Technology Is Legislation
Interestingly, BT’s quarterly results announcement mentions the first deployment of “Generic Ethernet Access” to a “pilot site in Kent”. That sounds a lot like Ebbsfleet, which suggests BT is thinking in terms of using Ethernet in the access loop; this in turn offers a number of benefits, including cost savings from using commodity IT hardware and the ability to provide wholesale VLANs so multiple service providers can compete in the access network.
This latter issue is of course critical because the business model is partly dictated by what the underlying technology can support. For instance, telcos have been criticised for deploying GPON networks, rather than point-to-point fibre, because it makes unbundling hard (or impossible). VLANs would open up some very interesting new wholesale possibilities. Rather than being tied to one ISP, for instance, your employer might provide you with work-related access in a way that was completely independent of your domestic ISP.
The Horse’s Mouth
Here are some quotes from the BT announcement that give us the most public detail available to date:
Will BT exclude other companies in the way companies have in other countries? No. BT is totally committed to a wholesale market and so will make its services available on an equivalent basis to all communications providers. Does BT believe that other next generation networks should also be open? Yes. BT’s firm belief is that all next generation networks in the UK should be open as this approach will boost competition and consumers and businesses will benefit.
Here’s BT CEO Ian Livingstone:
A supportive and enduring regulatory environment is essential if this investment is to take place.
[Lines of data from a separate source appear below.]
PR #1995, opened 2022-03-27
Bugfix for themes schema.json definition reference

atakiya:
### Prerequisites

### Description

As the commit message states, ee3b1127dec3abd9edbc4c8aceea38000e7fcd10 moved `#/definitions/templates` to `#/definitions/segment/properties/template`, but seemingly one reference has been forgotten.
This PR simply updates the definition path for the reference under `#/definitions/color_templates/items`

Still a bit new to JSON schemas & I'm not sure if this templating schema is wanted for that property, as the URLs for `foreground_templates` and `background_templates` are non-existing, so I hope this is correct.

### DIFF
--- a/themes/schema.json
+++ b/themes/schema.json
@@ -30,7 +30,7 @@
       "description": "https://ohmyposh.dev/docs/config-overview#foreground-templates",
       "default": [],
       "items": {
-        "$ref": "#/definitions/template"
+        "$ref": "#/definitions/segment/properties/template"
       }
     },
     "fetch_version": {


JanDeDobbeleer:
@atakiya commitlint will fail as it doesn't accept upper case sentences. But you are correct with the change.

atakiya:
> @atakiya commitlint will fail as it doesn't accept upper case sentences. But you are correct with the change.

Updated, removed commit body as it was apparently also above the limit.

JanDeDobbeleer:
@all-contributors please add @atakiya for code

PR #2013, opened 2022-03-31
feat: enable posh-git on $GitPromptSettings.EnablePromptStatus

JanDeDobbeleer:
### Prerequisites

### Description

relates to https://github.com/dahlbyk/posh-git/issues/883

### DIFF
--- a/src/shell/scripts/omp.ps1
+++ b/src/shell/scripts/omp.ps1
@@ -57,11 +57,9 @@ function global:Get-PoshContext {
 }
 
 function global:Initialize-ModuleSupport {
-    if ($env:POSH_GIT_ENABLED -eq $true -and (Get-Module -Name "posh-git")) {
-        [Diagnostics.CodeAnalysis.SuppressMessageAttribute('PSProvideCommentHelp', '', Justification = 'Variable used later (not in this scope)')]
+    if ($GitPromptSettings.EnablePromptStatus) {
         $global:GitStatus = Get-GitStatus
-        [Diagnostics.CodeAnalysis.SuppressMessageAttribute('PSProvideCommentHelp', '', Justification = 'Variable used by posh-git (not in this script)')]
-        $GitPromptSettings = $null
+        $GitPromptSettings.EnablePromptStatus = $false
         $env:POSH_GIT_STATUS = Write-GitStatus -Status $global:GitStatus
     }
 }
--- a/docs/docs/segment-posh-git.mdx
+++ b/docs/docs/segment-posh-git.mdx
@@ -10,7 +10,6 @@ Display the [posh-git][posh-git] prompt.
 
 :::caution
 This segment only works within Powershell and requires the posh-git module to be installed and imported.
-To enable the `posh-git` module, set `$env:POSH_GIT_ENABLED = $true` in your `$PROFILE`.
 :::
 
 ## Sample Configuration


JanDeDobbeleer:
@dahlbyk this would work. BTW, I force the prompt to disabled as otherwise it still displays, meaning we can be in full control (and still use the [posh-git](https://ohmyposh.dev/docs/poshgit) segment in oh-my-posh)

src/shell/scripts/omp.ps1
```diff
@@ -57,11 +57,9 @@ function global:Get-PoshContext {
 }
 
 function global:Initialize-ModuleSupport {
-    if ($env:POSH_GIT_ENABLED -eq $true -and (Get-Module -Name "posh-git")) {
-        [Diagnostics.CodeAnalysis.SuppressMessageAttribute('PSProvideCommentHelp', '', Justification = 'Variable used later (not in this scope)')]
+    if ($GitPromptSettings.EnablePromptStatus) {
         $global:GitStatus = Get-GitStatus
-        [Diagnostics.CodeAnalysis.SuppressMessageAttribute('PSProvideCommentHelp', '', Justification = 'Variable used by posh-git (not in this script)')]
-        $GitPromptSettings = $null
+        $GitPromptSettings.EnablePromptStatus = $false
```
dahlbyk, line 62: Won't disabling this prevent all but the first `Get-GitStatus` call from returning anything?
https://github.com/dahlbyk/posh-git/blob/dc2b6367324a9db79db55186375462a454f29c2e/src/GitUtils.ps1#L247-L248

Clearing `$GitPromptSettings` will have worked differently because `Get-GitStatus` initializes default `$settings` (which would have wiped out the ability to customize `Write-GitStatus` via `$GitPromptSettings`):
https://github.com/dahlbyk/posh-git/blob/dc2b6367324a9db79db55186375462a454f29c2e/src/GitUtils.ps1#L245

JanDeDobbeleer: oooooooooow, I made a mistake doing this in between things. I'll fix that.

JanDeDobbeleer: @dahlbyk the intent was to disable the posh-git prompt from showing up. It still did that. How do I disable only that?

dahlbyk: What do you mean when you say the posh-git prompt is showing up? The `$GitPromptScriptBlock` we replace the default `prompt` with does a lot of things, including calling `Write-VcsStatus` which calls `Write-GitStatus` via `$global:VcsPromptStatuses`.

So you could set `$global:VcsPromptStatuses = @()` and the Git status should go away, but that leaves the rest of the `prompt` running. I guess I'm unclear on the relationship between OMP and the actual PS `prompt` function.

JanDeDobbeleer: We [override the prompt](https://github.com/JanDeDobbeleer/oh-my-posh/blob/749eb6cf263fd960644b9d099d973c7c94af4958/src/shell/scripts/omp.ps1#L67) just like anyone does in PowerShell. I noticed that on certain conditions, posh-git prepends itself to it.

JanDeDobbeleer: @dahlbyk basically, what I would love to achieve is the [following](https://github.com/dahlbyk/posh-git/blob/cb070b777363ab5d51c6dff1ead22828e22122b2/src/posh-git.psm1#L141) to not resolve to true. Would it imply I need to advise people to initialise oh-my-posh before `Import-Module posh-git`?

dahlbyk: > Would it imply I need to advise people to initialise oh-my-posh before `Import-Module posh-git`?

That should always work. We're supposed to do nothing if `prompt` has been changed. Conversely, we shouldn't object to OMP overwriting the posh-git `prompt` afterwards, either.

> I noticed that on certain conditions, posh-git prepends itself to it.

If you see that again, please check `$GitPromptSettings.AnsiConsole`. If we don't detect an ANSI-capable host, we use `Write-Host` instead of returning a string of the prompt.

Given this, BT will be discussing with Ofcom the conditions that would be necessary to enable this programme to progress. These include removing current barriers to investment and making sure that anyone who chooses to invest in fibre can earn a fair rate of return for their shareholders.
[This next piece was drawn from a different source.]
Issue #2014, opened 2022-03-31
Add support for other project files


hadrizi:
### Code of Conduct

- [X] I agree to follow this project's Code of Conduct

Fibre will be available wholesale, but the terms will be BT’s, it seems. Note that BT appears to be using this as a gambit to press for cable rival Virgin Media to start wholesaling, too. This would place them under greater competition and also greater regulatory scrutiny. There’s a clear asymmetry here: Virgin Media would be in a position to compete with BT Retail for business using Openreach’s putative fibre network, whether as a wholesale customer for FTTH/FTTC or by using the FTTC fibre to backhaul its own coax loops, but BT Retail doesn’t get to do the reverse.
The same conflict arose over BT’s IPStream service, which is a wholesale product that enables resellers to offer residential DSL. In fact, Virgin still has 280,000 subscribers on DSL using IPStream. But BT never got anywhere trying to use this to get reciprocity.
Who gets the fibre?
There’s also the question of who gets FTTH and who only gets FTTC. The first group will clearly include any easy cases that may be available, i.e. developments that are still work in progress, early enough that the street services have yet to be installed, and that are sufficiently big to make it worth BT’s while. BT mentions the Olympic Village and Ebbsfleet. These are prestige projects, but you have to wonder what else is likely to get built on this scale in the next few years in view of the world property crash and the credit drought.
BT’s financial forecasts are interesting on this score. BT intends to spend an additional £100m in each of the first two years; the remaining £800m to be “spread over the remaining three years”. Assuming that’s spread evenly, the last three years would have an annual access fibre budget of £266m. (Which is confusing — note that only £1bn of the new money is “incremental to BT’s existing plans for fibre expansion” — although we weren’t aware they had any…) The incomparable Dave Burstein dropped some numbers from the Verizon FiOS build in comments, so let’s begin. He reckons it cost Verizon around $1500 to pass one home at the beginning of the project, falling to $1000 in three years. That’s £750 and £500 respectively at today’s exchange rate; which means that BT’s investment plan buys them 133,333 passes a year for the first two years; 354,666 in year 3; and 532,000 a year subsequently, for a grand total of 1,685,332 homes.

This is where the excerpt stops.